RECORD SET:
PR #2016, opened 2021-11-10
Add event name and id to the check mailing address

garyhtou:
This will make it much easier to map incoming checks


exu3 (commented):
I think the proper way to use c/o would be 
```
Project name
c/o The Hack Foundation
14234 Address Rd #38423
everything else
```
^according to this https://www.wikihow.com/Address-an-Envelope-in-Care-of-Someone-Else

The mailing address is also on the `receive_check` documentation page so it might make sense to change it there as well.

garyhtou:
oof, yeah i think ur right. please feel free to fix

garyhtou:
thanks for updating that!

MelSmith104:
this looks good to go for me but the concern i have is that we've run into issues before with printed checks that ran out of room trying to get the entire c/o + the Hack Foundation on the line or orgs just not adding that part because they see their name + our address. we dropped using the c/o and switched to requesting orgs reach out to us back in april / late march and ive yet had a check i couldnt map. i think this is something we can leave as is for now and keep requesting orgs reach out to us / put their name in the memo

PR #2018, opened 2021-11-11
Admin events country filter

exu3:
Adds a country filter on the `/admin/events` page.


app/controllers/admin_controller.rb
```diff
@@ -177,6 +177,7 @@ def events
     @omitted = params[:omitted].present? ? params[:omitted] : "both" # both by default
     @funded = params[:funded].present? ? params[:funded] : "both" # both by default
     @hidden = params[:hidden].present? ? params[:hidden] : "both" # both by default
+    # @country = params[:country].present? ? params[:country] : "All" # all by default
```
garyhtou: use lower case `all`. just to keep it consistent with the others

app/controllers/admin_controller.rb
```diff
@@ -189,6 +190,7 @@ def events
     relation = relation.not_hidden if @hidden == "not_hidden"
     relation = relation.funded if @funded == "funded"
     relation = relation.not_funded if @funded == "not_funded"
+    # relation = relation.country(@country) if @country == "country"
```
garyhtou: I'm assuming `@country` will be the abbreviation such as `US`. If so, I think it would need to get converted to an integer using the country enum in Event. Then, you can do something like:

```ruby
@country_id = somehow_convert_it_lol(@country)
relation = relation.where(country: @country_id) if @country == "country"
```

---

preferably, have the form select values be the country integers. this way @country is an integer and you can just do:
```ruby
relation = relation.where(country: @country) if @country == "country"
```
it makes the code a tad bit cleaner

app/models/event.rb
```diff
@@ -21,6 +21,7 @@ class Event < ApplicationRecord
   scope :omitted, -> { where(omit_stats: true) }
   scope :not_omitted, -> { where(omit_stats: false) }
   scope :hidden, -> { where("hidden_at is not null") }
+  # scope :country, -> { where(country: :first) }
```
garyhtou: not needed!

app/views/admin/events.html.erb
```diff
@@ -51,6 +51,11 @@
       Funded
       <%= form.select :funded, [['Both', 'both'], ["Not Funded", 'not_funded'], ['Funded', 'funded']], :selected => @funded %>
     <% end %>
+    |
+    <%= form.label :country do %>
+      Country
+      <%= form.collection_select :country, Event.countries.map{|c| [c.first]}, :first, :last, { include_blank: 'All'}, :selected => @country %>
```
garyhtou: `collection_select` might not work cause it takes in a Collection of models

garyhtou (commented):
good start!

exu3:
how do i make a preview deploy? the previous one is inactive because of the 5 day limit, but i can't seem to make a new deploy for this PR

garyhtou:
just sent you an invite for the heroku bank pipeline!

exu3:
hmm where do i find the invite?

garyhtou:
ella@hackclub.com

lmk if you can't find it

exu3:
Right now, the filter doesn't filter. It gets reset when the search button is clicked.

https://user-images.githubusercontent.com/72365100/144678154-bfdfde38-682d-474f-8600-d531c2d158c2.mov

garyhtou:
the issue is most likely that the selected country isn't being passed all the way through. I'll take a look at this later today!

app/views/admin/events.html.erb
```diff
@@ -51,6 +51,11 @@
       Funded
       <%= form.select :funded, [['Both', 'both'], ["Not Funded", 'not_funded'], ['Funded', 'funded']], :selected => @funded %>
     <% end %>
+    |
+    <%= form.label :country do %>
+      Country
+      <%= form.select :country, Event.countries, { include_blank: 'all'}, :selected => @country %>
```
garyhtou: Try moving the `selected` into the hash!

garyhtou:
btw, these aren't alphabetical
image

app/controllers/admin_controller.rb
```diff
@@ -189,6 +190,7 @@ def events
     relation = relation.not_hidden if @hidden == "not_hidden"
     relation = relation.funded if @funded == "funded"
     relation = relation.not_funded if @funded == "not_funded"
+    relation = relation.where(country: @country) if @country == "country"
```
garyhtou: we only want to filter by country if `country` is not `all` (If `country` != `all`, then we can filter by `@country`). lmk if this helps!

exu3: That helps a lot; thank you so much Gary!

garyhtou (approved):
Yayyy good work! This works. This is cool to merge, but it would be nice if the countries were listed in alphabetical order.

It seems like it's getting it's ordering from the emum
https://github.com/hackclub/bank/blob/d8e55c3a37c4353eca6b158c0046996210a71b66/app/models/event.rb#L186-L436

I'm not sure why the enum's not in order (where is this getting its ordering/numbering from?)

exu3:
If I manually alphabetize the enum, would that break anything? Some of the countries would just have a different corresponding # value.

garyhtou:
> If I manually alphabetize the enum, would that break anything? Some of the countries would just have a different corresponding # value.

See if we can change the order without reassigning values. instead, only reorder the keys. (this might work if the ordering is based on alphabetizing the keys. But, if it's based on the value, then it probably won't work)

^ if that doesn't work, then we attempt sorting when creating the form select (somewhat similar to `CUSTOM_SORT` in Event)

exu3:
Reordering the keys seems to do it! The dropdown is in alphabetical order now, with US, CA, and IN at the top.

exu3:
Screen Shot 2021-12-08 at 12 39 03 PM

TASK TO CARRY OUT:
Find every line in the records that has the word "when". Then report the count alone.

TASK SOLUTION:
2